→ **WHAT THE EXERCISE ASKS**
Search the records below for "select" and copy every line it turns up in.

-- RECORDS FOR THIS TASK follows --

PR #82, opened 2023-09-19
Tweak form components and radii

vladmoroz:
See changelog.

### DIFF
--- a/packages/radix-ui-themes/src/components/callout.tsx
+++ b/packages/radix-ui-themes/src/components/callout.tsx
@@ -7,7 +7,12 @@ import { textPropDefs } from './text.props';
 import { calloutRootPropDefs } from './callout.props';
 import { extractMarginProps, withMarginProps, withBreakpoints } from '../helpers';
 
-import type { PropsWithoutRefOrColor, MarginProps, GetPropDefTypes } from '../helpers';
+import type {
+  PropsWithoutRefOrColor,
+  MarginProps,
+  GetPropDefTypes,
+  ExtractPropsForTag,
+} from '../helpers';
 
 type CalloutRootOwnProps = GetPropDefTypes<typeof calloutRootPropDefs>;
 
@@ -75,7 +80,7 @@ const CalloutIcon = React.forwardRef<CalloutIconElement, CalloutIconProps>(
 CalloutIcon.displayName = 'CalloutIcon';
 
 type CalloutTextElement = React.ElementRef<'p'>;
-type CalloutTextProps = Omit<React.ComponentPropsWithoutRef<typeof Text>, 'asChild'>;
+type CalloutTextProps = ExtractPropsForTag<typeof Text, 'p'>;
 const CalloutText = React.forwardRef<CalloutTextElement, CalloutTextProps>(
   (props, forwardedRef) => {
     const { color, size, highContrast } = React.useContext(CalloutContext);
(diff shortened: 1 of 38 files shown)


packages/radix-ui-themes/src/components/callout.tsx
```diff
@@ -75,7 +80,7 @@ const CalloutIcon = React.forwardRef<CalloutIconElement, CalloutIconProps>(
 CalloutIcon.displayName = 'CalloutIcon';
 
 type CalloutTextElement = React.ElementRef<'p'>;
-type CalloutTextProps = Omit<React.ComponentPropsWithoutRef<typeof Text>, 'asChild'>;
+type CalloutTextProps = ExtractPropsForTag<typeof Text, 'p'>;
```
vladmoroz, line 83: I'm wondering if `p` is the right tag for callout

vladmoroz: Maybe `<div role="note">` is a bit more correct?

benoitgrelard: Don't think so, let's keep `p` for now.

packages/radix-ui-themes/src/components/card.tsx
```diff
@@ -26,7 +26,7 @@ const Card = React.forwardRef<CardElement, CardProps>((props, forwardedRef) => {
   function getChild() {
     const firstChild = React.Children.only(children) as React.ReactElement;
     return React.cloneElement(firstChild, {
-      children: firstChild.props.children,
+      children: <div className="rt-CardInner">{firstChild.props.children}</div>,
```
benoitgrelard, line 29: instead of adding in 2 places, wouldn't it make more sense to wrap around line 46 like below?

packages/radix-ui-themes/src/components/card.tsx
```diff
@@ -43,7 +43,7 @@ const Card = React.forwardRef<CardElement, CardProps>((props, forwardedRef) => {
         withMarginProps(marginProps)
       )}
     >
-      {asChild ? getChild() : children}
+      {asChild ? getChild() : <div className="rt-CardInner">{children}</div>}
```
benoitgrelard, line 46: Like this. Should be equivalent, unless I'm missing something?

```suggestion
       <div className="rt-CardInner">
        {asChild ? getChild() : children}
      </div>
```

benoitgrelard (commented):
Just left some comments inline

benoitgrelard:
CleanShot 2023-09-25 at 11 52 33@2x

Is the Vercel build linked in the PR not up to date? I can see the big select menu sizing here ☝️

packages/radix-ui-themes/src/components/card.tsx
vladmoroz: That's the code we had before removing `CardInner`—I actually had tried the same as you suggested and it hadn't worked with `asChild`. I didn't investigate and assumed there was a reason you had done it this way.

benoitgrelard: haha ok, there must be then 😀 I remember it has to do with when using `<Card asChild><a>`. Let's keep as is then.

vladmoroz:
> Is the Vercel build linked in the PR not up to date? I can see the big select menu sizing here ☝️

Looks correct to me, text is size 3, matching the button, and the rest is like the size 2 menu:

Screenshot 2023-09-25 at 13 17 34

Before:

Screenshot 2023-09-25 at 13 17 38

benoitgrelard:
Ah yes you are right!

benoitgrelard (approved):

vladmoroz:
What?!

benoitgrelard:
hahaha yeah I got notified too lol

-- RECORDS FOR THIS TASK concluded --

→ **WRITTEN RESPONSE**
Is the Vercel build linked in the PR not up to date? I can see the big select menu sizing here ☝️
> Is the Vercel build linked in the PR not up to date? I can see the big select menu sizing here ☝️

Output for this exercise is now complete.